Saved entries:
+ + + + +

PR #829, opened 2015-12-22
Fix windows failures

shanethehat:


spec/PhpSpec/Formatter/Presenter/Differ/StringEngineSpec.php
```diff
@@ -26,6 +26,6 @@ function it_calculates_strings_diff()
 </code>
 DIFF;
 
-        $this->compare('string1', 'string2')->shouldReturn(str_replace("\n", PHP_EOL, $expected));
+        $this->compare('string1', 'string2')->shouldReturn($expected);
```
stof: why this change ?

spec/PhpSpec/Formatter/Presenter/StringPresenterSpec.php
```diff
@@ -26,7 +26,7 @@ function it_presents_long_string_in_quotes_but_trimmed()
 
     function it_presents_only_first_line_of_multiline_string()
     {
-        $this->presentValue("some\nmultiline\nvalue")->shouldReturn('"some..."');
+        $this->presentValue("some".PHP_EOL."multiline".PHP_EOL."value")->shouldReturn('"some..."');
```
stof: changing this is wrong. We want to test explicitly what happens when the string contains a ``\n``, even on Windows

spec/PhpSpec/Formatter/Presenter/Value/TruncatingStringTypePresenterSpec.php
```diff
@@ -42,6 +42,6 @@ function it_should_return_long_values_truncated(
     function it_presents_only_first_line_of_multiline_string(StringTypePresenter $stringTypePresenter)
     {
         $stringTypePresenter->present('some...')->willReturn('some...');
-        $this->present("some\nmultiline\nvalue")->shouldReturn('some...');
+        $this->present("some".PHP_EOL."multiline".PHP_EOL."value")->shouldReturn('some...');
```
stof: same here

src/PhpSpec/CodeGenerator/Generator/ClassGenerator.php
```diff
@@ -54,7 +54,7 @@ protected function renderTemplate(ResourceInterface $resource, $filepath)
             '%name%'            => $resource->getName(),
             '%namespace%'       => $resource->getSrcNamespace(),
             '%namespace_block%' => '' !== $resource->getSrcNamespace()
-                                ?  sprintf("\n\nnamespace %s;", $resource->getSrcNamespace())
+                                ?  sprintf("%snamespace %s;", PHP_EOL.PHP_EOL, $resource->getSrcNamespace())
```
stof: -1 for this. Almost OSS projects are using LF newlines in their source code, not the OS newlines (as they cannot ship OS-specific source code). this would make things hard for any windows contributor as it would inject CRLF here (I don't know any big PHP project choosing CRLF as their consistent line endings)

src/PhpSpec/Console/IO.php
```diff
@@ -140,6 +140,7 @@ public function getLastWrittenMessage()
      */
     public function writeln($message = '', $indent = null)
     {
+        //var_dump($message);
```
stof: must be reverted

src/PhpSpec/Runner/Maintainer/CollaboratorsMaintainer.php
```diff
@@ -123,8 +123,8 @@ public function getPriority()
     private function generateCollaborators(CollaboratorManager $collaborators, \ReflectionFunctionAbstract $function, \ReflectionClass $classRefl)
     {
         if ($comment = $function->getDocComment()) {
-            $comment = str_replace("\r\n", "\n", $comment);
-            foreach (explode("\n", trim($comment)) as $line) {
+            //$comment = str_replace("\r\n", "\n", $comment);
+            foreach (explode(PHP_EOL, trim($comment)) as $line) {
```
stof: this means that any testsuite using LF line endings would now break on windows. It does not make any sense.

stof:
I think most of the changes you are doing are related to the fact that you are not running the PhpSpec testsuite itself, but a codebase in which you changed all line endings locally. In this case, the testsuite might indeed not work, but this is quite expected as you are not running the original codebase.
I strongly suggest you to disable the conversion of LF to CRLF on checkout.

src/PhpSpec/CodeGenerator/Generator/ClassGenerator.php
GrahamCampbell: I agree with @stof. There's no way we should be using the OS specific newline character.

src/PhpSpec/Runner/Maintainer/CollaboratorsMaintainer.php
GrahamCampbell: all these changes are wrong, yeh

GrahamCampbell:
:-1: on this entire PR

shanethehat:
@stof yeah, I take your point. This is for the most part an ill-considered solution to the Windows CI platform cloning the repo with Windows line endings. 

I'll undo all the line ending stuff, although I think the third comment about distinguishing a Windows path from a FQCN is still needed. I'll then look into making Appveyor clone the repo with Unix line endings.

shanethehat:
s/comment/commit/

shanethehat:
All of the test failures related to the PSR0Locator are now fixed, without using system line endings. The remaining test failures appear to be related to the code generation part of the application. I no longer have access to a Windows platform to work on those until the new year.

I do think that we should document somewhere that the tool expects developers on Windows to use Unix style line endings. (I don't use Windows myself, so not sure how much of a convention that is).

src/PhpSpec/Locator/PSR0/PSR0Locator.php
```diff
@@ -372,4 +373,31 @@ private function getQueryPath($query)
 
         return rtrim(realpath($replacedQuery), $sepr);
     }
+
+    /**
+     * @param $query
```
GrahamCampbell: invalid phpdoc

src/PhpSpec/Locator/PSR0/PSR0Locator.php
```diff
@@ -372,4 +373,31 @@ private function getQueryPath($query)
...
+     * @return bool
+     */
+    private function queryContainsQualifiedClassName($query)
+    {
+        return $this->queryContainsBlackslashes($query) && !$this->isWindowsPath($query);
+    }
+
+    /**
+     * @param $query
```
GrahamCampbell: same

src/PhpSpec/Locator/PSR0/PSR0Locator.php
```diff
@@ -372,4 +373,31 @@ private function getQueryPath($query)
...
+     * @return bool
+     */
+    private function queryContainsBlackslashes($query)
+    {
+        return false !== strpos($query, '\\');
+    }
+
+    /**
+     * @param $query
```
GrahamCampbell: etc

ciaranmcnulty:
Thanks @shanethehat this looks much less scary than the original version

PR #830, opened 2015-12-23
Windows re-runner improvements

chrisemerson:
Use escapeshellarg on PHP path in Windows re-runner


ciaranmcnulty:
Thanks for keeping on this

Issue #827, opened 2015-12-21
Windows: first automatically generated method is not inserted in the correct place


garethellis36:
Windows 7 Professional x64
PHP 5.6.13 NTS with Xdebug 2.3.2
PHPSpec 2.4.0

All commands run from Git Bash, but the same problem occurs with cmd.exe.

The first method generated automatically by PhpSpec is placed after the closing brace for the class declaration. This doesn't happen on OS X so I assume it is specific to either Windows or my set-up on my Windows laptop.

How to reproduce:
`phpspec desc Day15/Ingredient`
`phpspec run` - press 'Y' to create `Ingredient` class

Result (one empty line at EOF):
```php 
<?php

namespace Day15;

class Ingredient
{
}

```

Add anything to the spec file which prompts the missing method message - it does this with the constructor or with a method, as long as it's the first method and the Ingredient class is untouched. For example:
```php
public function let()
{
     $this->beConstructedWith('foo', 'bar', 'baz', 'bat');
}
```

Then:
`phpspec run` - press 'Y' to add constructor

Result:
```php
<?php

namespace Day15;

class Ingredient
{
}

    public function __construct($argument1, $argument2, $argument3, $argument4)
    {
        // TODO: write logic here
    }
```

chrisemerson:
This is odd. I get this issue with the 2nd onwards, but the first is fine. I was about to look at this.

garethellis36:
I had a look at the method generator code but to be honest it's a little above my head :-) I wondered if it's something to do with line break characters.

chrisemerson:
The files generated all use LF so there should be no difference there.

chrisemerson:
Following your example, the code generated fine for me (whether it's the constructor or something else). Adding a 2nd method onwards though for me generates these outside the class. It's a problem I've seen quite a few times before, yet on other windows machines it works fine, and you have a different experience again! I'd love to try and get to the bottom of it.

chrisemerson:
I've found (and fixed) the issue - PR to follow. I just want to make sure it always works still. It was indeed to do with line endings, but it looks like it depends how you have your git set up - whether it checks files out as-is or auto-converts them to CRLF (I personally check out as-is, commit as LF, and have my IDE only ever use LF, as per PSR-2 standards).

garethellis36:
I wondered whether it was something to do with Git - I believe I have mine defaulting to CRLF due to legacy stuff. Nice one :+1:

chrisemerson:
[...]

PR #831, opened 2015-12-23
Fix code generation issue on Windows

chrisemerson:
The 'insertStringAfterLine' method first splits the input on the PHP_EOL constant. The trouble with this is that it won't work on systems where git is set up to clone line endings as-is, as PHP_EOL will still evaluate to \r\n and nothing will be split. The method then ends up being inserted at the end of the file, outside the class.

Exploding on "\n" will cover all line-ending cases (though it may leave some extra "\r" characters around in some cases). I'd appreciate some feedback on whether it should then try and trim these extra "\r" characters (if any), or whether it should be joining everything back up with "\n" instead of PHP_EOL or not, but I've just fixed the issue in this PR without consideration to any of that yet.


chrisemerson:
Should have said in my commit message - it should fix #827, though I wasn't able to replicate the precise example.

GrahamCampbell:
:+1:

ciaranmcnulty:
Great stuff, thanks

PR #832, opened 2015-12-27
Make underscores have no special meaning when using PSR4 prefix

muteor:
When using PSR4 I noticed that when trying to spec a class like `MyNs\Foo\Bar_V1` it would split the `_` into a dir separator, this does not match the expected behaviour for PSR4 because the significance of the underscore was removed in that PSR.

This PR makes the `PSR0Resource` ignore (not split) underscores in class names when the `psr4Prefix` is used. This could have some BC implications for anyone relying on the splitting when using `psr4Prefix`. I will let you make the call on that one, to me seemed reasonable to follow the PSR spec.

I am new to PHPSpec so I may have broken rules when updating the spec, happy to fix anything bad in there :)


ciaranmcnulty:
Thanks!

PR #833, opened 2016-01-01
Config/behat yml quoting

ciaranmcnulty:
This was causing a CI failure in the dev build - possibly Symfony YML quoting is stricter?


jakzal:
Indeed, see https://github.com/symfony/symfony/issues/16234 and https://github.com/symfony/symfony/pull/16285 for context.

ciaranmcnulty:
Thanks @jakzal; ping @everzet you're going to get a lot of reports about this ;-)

+ + + + +

- Brief:
Nothing but a number should be given for this: how many lines in the entries above contain "quoting"?

- Task answer:
2